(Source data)

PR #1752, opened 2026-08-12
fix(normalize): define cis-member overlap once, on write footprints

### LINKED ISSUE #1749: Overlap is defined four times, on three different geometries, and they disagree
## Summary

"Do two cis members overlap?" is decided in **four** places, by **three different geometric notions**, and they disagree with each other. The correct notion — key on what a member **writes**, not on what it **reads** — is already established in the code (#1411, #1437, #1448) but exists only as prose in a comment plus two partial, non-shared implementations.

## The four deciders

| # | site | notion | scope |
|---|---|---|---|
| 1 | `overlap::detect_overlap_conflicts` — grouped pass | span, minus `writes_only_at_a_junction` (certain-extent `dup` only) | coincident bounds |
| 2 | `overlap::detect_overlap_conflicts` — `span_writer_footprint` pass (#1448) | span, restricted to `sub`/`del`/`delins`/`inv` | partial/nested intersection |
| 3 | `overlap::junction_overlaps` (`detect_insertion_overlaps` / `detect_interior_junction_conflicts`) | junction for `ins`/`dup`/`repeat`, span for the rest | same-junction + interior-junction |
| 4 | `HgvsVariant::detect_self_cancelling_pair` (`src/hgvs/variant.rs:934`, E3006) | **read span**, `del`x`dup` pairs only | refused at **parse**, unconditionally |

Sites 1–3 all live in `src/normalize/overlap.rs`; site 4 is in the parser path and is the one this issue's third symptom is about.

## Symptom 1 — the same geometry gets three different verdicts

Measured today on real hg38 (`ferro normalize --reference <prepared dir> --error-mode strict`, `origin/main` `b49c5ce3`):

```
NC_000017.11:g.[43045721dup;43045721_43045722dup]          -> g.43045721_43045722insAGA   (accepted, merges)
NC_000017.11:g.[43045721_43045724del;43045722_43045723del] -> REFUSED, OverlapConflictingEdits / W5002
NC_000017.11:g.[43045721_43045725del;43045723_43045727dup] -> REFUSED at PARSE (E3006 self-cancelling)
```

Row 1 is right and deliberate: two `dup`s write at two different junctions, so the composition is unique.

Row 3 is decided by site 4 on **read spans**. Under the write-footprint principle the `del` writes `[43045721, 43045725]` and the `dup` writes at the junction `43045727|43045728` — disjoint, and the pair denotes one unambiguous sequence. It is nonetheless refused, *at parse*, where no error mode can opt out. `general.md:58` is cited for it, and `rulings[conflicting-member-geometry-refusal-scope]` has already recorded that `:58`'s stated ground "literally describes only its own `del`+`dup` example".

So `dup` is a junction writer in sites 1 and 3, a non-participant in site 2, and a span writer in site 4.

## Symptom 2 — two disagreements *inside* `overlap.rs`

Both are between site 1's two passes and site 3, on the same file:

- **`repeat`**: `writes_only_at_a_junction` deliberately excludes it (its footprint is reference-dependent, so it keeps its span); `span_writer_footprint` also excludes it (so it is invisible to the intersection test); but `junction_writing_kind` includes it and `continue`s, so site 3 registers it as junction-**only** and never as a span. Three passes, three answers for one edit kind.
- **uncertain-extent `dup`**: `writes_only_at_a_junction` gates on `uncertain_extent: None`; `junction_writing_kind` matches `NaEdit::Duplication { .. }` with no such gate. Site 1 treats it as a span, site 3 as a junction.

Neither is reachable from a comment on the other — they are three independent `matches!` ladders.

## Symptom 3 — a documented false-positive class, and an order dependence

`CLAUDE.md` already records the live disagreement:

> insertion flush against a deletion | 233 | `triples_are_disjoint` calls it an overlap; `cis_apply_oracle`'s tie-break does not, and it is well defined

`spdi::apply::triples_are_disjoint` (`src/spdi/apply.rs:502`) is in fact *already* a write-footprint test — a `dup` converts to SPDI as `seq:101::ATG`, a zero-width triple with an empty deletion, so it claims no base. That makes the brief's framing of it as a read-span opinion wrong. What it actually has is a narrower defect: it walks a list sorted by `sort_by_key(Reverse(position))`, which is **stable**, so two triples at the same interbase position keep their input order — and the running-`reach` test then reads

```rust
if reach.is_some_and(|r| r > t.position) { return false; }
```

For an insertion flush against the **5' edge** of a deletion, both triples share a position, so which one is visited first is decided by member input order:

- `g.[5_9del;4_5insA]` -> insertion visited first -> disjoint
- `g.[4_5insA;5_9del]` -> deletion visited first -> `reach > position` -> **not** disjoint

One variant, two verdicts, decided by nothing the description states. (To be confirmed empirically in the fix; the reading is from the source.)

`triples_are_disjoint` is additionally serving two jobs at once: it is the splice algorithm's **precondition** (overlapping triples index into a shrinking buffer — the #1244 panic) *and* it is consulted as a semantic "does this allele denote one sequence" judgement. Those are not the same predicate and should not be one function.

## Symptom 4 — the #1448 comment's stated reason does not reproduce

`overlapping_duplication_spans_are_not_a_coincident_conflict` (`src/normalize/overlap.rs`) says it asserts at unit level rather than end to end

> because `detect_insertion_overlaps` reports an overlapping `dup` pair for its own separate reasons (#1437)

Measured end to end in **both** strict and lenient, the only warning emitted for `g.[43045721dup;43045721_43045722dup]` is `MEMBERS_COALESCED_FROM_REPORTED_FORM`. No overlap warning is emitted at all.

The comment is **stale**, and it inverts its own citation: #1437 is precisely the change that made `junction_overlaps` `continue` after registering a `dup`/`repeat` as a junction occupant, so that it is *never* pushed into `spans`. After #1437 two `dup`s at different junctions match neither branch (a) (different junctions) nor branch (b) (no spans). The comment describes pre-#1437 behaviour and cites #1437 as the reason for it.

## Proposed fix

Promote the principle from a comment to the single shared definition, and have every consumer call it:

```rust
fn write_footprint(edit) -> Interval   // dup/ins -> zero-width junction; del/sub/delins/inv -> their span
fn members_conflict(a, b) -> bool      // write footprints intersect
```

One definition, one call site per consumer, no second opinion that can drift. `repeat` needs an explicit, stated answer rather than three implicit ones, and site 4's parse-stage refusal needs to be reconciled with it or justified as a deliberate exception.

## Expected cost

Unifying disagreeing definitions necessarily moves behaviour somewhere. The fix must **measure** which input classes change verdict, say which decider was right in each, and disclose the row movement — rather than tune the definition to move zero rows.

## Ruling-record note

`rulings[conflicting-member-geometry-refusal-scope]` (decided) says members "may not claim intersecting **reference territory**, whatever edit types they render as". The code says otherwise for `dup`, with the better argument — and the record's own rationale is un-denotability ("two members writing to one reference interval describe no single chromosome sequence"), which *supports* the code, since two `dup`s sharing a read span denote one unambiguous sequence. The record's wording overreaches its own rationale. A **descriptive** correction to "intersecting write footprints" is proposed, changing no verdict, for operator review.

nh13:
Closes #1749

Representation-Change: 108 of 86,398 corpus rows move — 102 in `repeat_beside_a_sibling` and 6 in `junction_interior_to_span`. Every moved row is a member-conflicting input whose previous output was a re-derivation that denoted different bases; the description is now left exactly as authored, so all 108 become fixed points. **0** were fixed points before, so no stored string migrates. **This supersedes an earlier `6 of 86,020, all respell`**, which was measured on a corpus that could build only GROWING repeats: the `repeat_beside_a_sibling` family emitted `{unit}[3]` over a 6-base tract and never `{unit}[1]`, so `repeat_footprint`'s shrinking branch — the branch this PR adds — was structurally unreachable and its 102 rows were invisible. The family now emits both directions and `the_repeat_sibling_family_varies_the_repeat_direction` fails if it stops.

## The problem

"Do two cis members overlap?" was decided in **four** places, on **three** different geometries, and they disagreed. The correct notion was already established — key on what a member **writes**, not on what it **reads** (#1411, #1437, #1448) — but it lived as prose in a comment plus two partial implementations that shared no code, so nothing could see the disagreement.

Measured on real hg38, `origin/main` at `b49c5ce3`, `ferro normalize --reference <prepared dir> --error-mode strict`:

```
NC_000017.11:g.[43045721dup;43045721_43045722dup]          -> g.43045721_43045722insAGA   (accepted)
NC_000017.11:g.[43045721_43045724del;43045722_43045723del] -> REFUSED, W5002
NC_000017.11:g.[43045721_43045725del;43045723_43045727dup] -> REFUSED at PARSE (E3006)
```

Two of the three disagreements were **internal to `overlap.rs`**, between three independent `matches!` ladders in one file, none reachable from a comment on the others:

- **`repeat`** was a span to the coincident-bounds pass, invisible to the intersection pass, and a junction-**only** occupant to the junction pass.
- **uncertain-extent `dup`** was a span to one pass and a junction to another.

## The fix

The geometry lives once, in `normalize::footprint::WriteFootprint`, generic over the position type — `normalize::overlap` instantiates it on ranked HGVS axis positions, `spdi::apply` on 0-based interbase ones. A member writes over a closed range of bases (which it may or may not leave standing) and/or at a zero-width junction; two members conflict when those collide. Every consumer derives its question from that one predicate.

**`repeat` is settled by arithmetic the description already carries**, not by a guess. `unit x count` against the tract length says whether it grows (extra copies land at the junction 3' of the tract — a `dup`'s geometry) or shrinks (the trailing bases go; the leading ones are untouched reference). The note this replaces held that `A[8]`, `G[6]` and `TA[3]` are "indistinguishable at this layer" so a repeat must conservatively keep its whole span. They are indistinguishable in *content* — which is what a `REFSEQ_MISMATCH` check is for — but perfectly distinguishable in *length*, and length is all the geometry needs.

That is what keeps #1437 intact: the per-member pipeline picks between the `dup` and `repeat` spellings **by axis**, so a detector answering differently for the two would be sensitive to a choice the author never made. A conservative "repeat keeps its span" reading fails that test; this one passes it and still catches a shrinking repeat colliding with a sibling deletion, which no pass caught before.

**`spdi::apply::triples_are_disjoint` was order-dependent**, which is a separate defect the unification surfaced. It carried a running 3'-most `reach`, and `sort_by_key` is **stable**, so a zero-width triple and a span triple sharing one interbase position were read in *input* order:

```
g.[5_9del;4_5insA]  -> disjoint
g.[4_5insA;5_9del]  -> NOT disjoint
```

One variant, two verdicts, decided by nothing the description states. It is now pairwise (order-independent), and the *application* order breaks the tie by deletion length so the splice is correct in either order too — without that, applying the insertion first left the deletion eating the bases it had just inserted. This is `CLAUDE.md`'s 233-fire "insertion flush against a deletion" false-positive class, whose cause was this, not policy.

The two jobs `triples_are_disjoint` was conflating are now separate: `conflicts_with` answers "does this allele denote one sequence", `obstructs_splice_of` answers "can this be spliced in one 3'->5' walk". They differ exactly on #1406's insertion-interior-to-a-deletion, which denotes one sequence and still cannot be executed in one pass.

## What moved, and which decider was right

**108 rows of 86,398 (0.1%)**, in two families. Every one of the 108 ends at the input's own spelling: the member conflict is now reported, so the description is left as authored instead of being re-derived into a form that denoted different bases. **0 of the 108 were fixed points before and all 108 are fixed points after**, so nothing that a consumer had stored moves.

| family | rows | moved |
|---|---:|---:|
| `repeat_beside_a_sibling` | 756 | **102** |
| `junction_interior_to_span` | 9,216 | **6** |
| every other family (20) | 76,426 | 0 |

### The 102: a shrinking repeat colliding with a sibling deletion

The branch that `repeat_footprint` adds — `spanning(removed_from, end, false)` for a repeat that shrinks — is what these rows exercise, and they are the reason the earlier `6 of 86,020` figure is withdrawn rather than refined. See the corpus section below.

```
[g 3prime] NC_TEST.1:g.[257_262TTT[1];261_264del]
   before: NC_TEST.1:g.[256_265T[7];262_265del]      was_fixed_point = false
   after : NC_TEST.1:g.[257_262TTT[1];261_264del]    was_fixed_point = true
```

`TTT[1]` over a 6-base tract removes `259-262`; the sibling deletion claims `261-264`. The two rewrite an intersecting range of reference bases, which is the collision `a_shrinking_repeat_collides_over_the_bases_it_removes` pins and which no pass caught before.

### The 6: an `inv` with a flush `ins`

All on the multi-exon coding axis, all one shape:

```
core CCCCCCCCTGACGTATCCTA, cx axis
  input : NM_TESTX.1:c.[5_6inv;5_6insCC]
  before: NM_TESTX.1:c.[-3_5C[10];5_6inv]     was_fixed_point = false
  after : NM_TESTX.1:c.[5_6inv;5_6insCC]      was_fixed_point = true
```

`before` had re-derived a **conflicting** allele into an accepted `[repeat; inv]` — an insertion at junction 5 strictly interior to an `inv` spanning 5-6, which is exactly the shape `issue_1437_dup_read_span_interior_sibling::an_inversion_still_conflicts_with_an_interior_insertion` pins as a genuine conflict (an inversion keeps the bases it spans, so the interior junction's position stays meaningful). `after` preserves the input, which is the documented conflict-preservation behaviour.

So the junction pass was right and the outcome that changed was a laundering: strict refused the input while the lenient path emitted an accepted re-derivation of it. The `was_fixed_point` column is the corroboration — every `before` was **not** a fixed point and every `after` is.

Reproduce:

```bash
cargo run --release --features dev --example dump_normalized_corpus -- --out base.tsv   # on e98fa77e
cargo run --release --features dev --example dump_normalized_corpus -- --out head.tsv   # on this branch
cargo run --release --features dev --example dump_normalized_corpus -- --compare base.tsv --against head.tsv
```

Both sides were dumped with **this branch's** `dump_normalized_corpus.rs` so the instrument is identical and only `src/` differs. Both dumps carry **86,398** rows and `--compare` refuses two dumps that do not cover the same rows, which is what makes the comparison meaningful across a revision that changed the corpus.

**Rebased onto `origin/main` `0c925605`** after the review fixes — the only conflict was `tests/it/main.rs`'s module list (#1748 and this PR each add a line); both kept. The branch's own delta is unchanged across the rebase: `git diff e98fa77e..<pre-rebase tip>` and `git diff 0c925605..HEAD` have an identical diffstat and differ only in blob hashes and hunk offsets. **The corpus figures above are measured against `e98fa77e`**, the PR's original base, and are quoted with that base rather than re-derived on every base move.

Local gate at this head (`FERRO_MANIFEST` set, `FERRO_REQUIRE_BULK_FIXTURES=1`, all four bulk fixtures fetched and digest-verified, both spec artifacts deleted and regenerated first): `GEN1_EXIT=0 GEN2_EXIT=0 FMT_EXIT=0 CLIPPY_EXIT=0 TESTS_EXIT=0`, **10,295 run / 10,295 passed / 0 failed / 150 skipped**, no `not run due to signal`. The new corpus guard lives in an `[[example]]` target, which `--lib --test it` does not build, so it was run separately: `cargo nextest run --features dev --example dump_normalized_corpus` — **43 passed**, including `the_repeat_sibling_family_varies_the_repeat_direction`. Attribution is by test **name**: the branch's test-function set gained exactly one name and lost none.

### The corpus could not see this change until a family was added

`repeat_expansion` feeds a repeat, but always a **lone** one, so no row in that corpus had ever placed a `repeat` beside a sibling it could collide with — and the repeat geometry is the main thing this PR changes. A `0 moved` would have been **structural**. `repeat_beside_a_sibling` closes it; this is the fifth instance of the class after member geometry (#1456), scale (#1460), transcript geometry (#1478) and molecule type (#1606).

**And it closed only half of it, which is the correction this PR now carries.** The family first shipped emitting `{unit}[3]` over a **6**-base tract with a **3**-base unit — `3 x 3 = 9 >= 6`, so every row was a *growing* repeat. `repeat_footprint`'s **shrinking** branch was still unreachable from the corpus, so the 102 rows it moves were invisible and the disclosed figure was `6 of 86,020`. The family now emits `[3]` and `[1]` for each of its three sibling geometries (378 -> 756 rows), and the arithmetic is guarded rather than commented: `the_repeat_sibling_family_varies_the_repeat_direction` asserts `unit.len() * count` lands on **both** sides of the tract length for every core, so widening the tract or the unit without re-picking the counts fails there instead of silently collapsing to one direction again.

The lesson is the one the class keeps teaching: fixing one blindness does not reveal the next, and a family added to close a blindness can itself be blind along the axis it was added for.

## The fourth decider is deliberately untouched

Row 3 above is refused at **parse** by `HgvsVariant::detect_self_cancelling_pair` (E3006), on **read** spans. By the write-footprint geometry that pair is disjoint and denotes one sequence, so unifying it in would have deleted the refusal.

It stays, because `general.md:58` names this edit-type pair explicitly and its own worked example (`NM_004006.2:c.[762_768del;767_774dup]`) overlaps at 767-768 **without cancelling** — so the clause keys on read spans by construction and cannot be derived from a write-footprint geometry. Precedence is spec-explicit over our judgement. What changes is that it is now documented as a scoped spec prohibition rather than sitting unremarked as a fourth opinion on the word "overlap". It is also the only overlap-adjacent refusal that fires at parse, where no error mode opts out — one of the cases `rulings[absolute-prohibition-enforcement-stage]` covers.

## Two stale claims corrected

**WORK REQUIRED**. Whenever a line in the entries holds the word "compare", copy that line.

**ANSWER TO THE PROBLEM**.
cargo run --release --features dev --example dump_normalized_corpus -- --compare base.tsv --against head.tsv
Both sides were dumped with **this branch's** `dump_normalized_corpus.rs` so the instrument is identical and only `src/` differs. Both dumps carry **86,398** rows and `--compare` refuses two dumps that do not cover the same rows, which is what makes the comparison meaningful across a revision that changed the corpus.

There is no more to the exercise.